FEPS Fresh Thinking

I was quite surprised to see this weekend the “En Marche movement” of French President Emmanuel Macron is launching its European extension with activities in some of the member states, mainly in the Benelux Countries with a lighthouse event in Brussels in front of the European Parliament.


Is this a mind-blowing challenge for the Social Democrats ahead of the European Elections in May 2019? The answer is slightly yes but mainly not.


Yes, in some of the member states, particularly in France and in the Benelux countries this could have a real impact on the votes and the Macron movement will probably try to take large numbers of votes from the Socialists and Social Democrats. Macron has proven this already in France with regards to the Socialist party in the last presidential elections in 2017.
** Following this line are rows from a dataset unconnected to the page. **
PR #3393, opened 2025-08-28
commands: NewRootCmd: use local impl for DisableFlagsInUseLine

thaJeztah:
- relates to https://github.com/docker/cli/pull/6273
- alternative to, closes https://github.com/docker/buildx/pull/3394

### DIFF
--- a/commands/root.go
+++ b/commands/root.go
@@ -79,7 +79,9 @@ func NewRootCmd(name string, isPlugin bool, dockerCli *command.DockerCli) *cobra
 		cmd.SilenceErrors = true
 		cmd.TraverseChildren = true
 		cmd.DisableFlagsInUseLine = true
-		cli.DisableFlagsInUseLine(cmd)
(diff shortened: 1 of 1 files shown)


commands/root.go
```diff
@@ -79,7 +79,9 @@ func NewRootCmd(name string, isPlugin bool, dockerCli *command.DockerCli) *cobra
 		cmd.SilenceErrors = true
 		cmd.TraverseChildren = true
 		cmd.DisableFlagsInUseLine = true
-		cli.DisableFlagsInUseLine(cmd)
+		visitAll(cmd, func(c *cobra.Command) {
+			c.DisableFlagsInUseLine = true
```
thaJeztah, line 83: Ideally, we would not be doing this at runtime, but perhaps instead a test that validates all commands have the option set (I  was considering this for the CLI itself as well).

thaJeztah: - ☝️ opened https://github.com/docker/buildx/pull/3394 as alternative

PR #3395, opened 2025-08-29
install/uninstall: unhide

AkihiroSuda:
The install/uninstall commands were introduced in #34 (Apr 2019) as hidden commands.

These commands should no longer be hidden, as they have been explicitly documented since docker/docs#21641 (Dec 2024).

https://docs.docker.com/build/builders/#difference-between-docker-build-and-docker-buildx-build


crazy-max:
> These commands should no longer be hidden

I think we want to keep them hidden since `docker build` is an alias of `docker buildx build` and `docker builder` an alias of `docker buildx` and therefore install/uninstall does not have any effect anymore, see https://github.com/docker/cli/pull/3314. As there are hidden commands, we also explicitly removed the documentation in https://github.com/docker/buildx/pull/1918.

We should remove them in the future imo but first deprecate them. Same in our GHA https://github.com/docker/setup-buildx-action/blob/1583c0f09d26c58c59d25b0eef29792b7ce99d9a/action.yml#L29-L32. WDYT @tonistiigi @colinhemmings?

AkihiroSuda:
> I think we want to keep them hidden since `docker build` is an alias of `docker buildx build` and `docker builder` an alias of `docker buildx` and therefore install/uninstall does not have any effect anymore, see [docker/cli#3314](https://github.com/docker/cli/pull/3314). 

Seems to still have an effect.
The difference is that `docker buildx install` makes `docker build` respect the builder specified via `docker buildx use`.

https://github.com/docker/docs/blob/3d174fdbea6765c86344beab0f90067f640c937b/content/manuals/build/builders/_index.md?plain=1#L68-L108

crazy-max:
> > I think we want to keep them hidden since `docker build` is an alias of `docker buildx build` and `docker builder` an alias of `docker buildx` and therefore install/uninstall does not have any effect anymore, see [docker/cli#3314](https://github.com/docker/cli/pull/3314).
> 
> Seems to still have an effect. The difference is that `docker buildx install` makes `docker build` respect the builder specified via `docker buildx use`.
> 
> https://github.com/docker/docs/blob/3d174fdbea6765c86344beab0f90067f640c937b/content/manuals/build/builders/_index.md?plain=1#L68-L108

Ah indeed forgot about this case: https://github.com/docker/cli/pull/3676#issuecomment-1290100701

AkihiroSuda:
Alternative
- https://github.com/docker/buildx/pull/3472

PR #3399, opened 2025-09-03
test: git query string

crazy-max:


tonistiigi (commented):
These tests are accessing hub without mirror? Is this happening in some other tests as well?

crazy-max:
> These tests are accessing hub without mirror? Is this happening in some other tests as well?

ah yes need to address that

PR #173, opened 2016-06-17
Remove WAAgent 2.0.14 as it has a security issue and is replaced with…

mbearup:
Remove waagent 2.014 due to a security issue, replaced with 2.0.16

Fix a security issue where mysql password is logged by diagnostic extension


ahmetalpbalkan:
LGTM

Diagnostic/diagnostic.py
```diff
@@ -890,7 +890,7 @@ def install_omi():
         mysqladdress=readPrivateConfig("mysqladdress")
         mysqlusername=readPrivateConfig("mysqlusername")
         mysqlpassword=readPrivateConfig("mysqlpassword")
-        RunGetOutput("/opt/microsoft/mysql-cimprov/bin/mycimprovauth default "+mysqladdress+" "+mysqlusername+" '"+mysqlpassword+"'")
+        RunGetOutput("/opt/microsoft/mysql-cimprov/bin/mycimprovauth default "+mysqladdress+" "+mysqlusername+" '"+mysqlpassword+"'", log_cmd=False)
```
hosungsmsft: Unfortunately, this doesn't look right on LAD, as LAD defined a new function LogRunGetOutput, and assign LogRunGetOutput to RunGetOutput.

It looks like we need to change the param name here to 'should_log', and also in LogRunGetOutput(), the actual waagent.RunGetOutput() call should be 'waagent.RunGetOutput(log_cmd=should_log)'... Please take a look at lines 63-72.

Thanks much for doing this!

hosungsmsft:
@mbearup - I just remembered this change on LAD logging issue, and realized that it's not still merged. So I kind of applied the LAD logging change myself directly on a commit I'm adding to next LAD release. Just FYI. Thx.

ahmetalpbalkan:
Should we close or this needs rebasing?

hosungsmsft:
I encountered an issue with this change (not logging MySQL password). It turns out that the log_cmd param to RunGetOutput is not available on waagent 2.0.14, and many old distros still use that (e.g., Ubuntu 12.04), so this change fails extension execution.

Should those old waagent 2.0.14 defaults be changed to 2.0.16? What's the status of waagent 2.0.14 on existing images? If we can't upgrade them to 2.0.16, I don't think this (the MySQL password logging removal change) should be merged. I'll come up with a different solution for not logging the credential.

No, because undoubtedly a big number of votes for Macron in the last presidential elections were votes against the right wing populist candidate Marine LePen. Secondly Macron already outspokenly stated that he would not ally with the already existing political groups in the European Parliament such as the Liberals (ALDE). Most definitely he will not look for an alliance with the right conservative group ECR, or the centre-right EPP. For the Social democrats (S&D), after what happened in France is not even worth questioning.


Moreover it is not certain if the Macron movement can have the same strategy as in France in the other bigger member-states like Germany with 90 members to elect, Italy , 73 members to elect, Spain , 54 members to elect, or in Poland with 51 members to elect. This is also to be seen with regards to the different political landscapes in these countries and of course essentially with regards to the special situation in France in the presidential election campaign last year.
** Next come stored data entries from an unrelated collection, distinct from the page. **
PR #176, opened 2016-06-22
Merge LAD v.2.3.9003 changes to master for release

hosungsmsft:
@jasonzio @LiweiPeng - Please review.

ChangeLogs:

2016-06-21: LAD-2.3.9003
    - Monitoring agent (mdsd) updates for a memory issue fix, a signal handler fix,
      and a fix to avoid a spin loop under certain circumstances
    - doesn't count non-quick crashes (>30 mins) towards retry limit
    - OMI reconfiguration not to listen to port 1270
    - Use systemd on Ubuntu 16.04 as well
    - Validate mdsd XML config before starting mdsd, fails fast on invalid
      config (with success)
    - Small Python 2.6 bug fix (syslog.openlog())

### DIFF
--- a/Diagnostic/diagnostic.py
+++ b/Diagnostic/diagnostic.py
@@ -42,7 +42,7 @@ import Utils.ApplicationInsightsUtil as AIUtil
 
 ExtensionShortName = 'LinuxAzureDiagnostic'
 ExtensionFullName = 'Microsoft.OSTCExtensions.LinuxDiagnostic'
-ExtensionVersion = '2.3.9002.2'   # Must be updated on each new release! Improve this!
+ExtensionVersion = '2.3.9003'   # Must be updated on each new release! Improve this!
 WorkDir = os.getcwd()
 MDSDPidFile = os.path.join(WorkDir, 'mdsd.pid')
 MDSDPidPortFile = os.path.join(WorkDir, 'mdsd.pidport')
--- a/Diagnostic/diagnostic.py
+++ b/Diagnostic/diagnostic.py
@@ -402,9 +402,14 @@ def setEventVolume(mdsdCfg,ladCfg):
     XmlUtil.setXmlValue(mdsdCfg,"Management","eventVolume",eventVolume)
         
 def configSettings():
+    '''
+    Generates XML cfg file for mdsd, from JSON config settings (public & private).
+    Returns (True, '') if config was valid and proper xmlCfg.xml was generated.
+    Returns (False, '...') if config was invalid and the error message.
+    '''
     mdsdCfgstr = readPublicConfig('mdsdCfg')
-    if not mdsdCfgstr :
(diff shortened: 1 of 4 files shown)


Diagnostic/diagnostic.py
```diff
@@ -642,6 +649,19 @@ def start_mdsd():
             copy_env['MDSD_http_proxy'] = proxy_config
 
     xml_file = os.path.join(WorkDir, './xmlCfg.xml')
+
+    # We now validate the config and proceed only when it succeeds.
+    config_validate_cmd = '{0} -v -c {1}'.format(os.path.join(MdsdFolder, "mdsd"), xml_file)
+    config_validate_cmd_status, config_validate_cmd_msg = RunGetOutput(config_validate_cmd)
+    if config_validate_cmd_status is not 0:
+        # Invalid config. Log error and report success.
+        message = "Invalid mdsd config given. Can't enable. Still considered successful. Config validation result: "\
```
LiweiPeng: i am not sure what 'Still considered successful' mean from the error message. does this mean that the invalid configuration is OK although it failed? If so, that's misleading.

Diagnostic/diagnostic.py
```diff
@@ -879,13 +905,19 @@ def install_omi():
             hutil.error("OMI install failed " + str(maxTries) + " times. Giving up...")
             return 1, "OMI install failed " + str(maxTries) + " times"
 
+    shouldRestartOmi = False
+
+    # Check if OMI is configured to listen to 1270 and reconfigure if so.
+    omiListensTo1270 = RunGetOutput("grep '^httpsport=0,1270' /etc/opt/omi/conf/omiserver.conf")[0] is 0
```
LiweiPeng: there are several  issues here: if OMI change port 1270 to 1271, this will fail; .if OMI add extra space like 0, 1270. this will fail too.

One way to do is: 1) search httpsport line. 2) check whether it has only 0 or not, if not, make it to be port 0 only.

Diagnostic/diagnostic.py
hosungsmsft: It means the extension install/enable is considered successful (as it's a user error), not meaning that mdsd is OK with this invalid configuration. This invalid config issue shouldn't penalize the extension install/failure success rate. I'll update the comment so that it's clearer.

Diagnostic/diagnostic.py
hosungsmsft: Thanks. I was worried about those possibilities as well. Will strengthen the checking logic and push an update.

hosungsmsft:
Thanks much @LiweiPeng . Pushed another commit reflecting your feedback and some other minor changes.

jasonzio:
Consider refactoring the "is this crash quick or not" to a separate method, since you make that check twice; if you ever want to change the definition of "quick", your life will be easier.

Otherwise, lgtm.

LiweiPeng:
looks good to me.

PR #178, opened 2016-06-24
IDE is Probably Smarter than Me

boumenot:
There are numerous issues that were flagged by the IDE that I corrected.  There should **not** be any functional changes in this commit.  These are just issues flagged as bad practice, or legacy issues that will bite us in the future.  This commit may already be too big, but there were a lot of issues.

Examples of fixes include:

1. There was code that would fail at runtime because variables did not exist in the scope of the method.
1. Unused variables - deleted
1. Unused imports - deleted (still lots of cases)
1. try/except should be _except Exception as e:_ not _except Exception, e_ to ensure future compatibility.
1. Typos
1. Commented out code - check source control.
1. Print as a function
1. Useless parens, or parens with different semantic information that intended, e.g. ((self))
1. Formatting of octal numbers.

Every module had its own view of the world as to what version of Python it supports.  I saw 2.4+, 2.6+ and 2.7+.  There was common code that claimed versions later than the code that was consuming it.  This is bad. I made a statement in the README as to the supported version, and I latched onto 2.7+.  We should discuss.

Almost (every) file's copyright notice is out of date.  Why is the license included in every file?  I'll remove this on a future PR.


Diagnostic/diagnostic.py
```diff
@@ -9,36 +9,29 @@
...
-import datetime
-from Utils.WAAgentUtil import waagent
-import Utils.HandlerUtil as Util
-import commands
-import base64
+import traceback
 import xml.dom.minidom
 import xml.etree.ElementTree as ET
-from collections import defaultdict
+from six import string_types
```
hosungsmsft: I don't see this in the original code. Do we need this?

hosungsmsft:
LGTM regarding LAD only (didn't look other source files).

I wanted to be able to move on with changing LAD code after your correct-ext-ver-logging fix PR was merged, but I guess I have to wait until this PR is merged... I really don't enjoy resolving merge conflicts. Can we get this in soon?

boumenot:
@jasonzio or @ahmetalpbalkan  - thoughts?

ahmetalpbalkan:
looks good.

Germany now has a stable government between CDU/CSU and the SPD. The centre parties are still the main political and accepted force and even the Liberals and the Greens are seen as centre parties with a quite stable electorate between 8% and 12%. The political challenge in Germany is the right-wing Populist Party AfD and not the center.


Italy just had parliamentary elections and it is not clear who will form a government. The “little flirt” of former PD chairman Matteo Renzi with Emmanuel Macron has not paid off and it is not evident that PD will look for an alliance with the French President in the European elections 2019.


Spain’s political landscape is now definitely more fragmented than in 2014 and the two movements Ciudadanos and Podemos are part of the political scenery. It is difficult to imagine that a new movement in the centre could emerge.


Poland could be a possible “battle field” for Macron as the centre left is very divided and fragmented that a new force could easily emerge as a vibrant opposition to the current right wing illiberal government.


The imminent challenge for progressives is the changing nature of European societies. We are in a perceived crisis of sovereignty where the definition of a liberal, open and socially equal society based on fundamental European values is being threatened.


Moreover new scientific advances, rapid technological leaps, penetrating digitalisation in our daily lives combined with major demographic changes and intensifying globalisation are having huge impacts. All this, without even talking about climate change, migration and further urbanisation.


Social democracy has to redress its narrative and not only to renew itself with clearer alternative proposals towards citizens in which way their competencies are enhanced to cope with these economic, social and cultural changes.


The challenges of the Social democrats for the 2019 elections are not first and foremost the Macron movement but the capability to propose a forward-looking European vision that attracts those citizens who share progressive European values.


The challenges lie in the capacity to gain strength by mobilising political energy in line with a progressive European agenda in times when reactionary forces are playing with ultranationalism, isolationism, racism and authoritarianism. This is in a total opposition to progressive European values and ideals of equality and solidarity.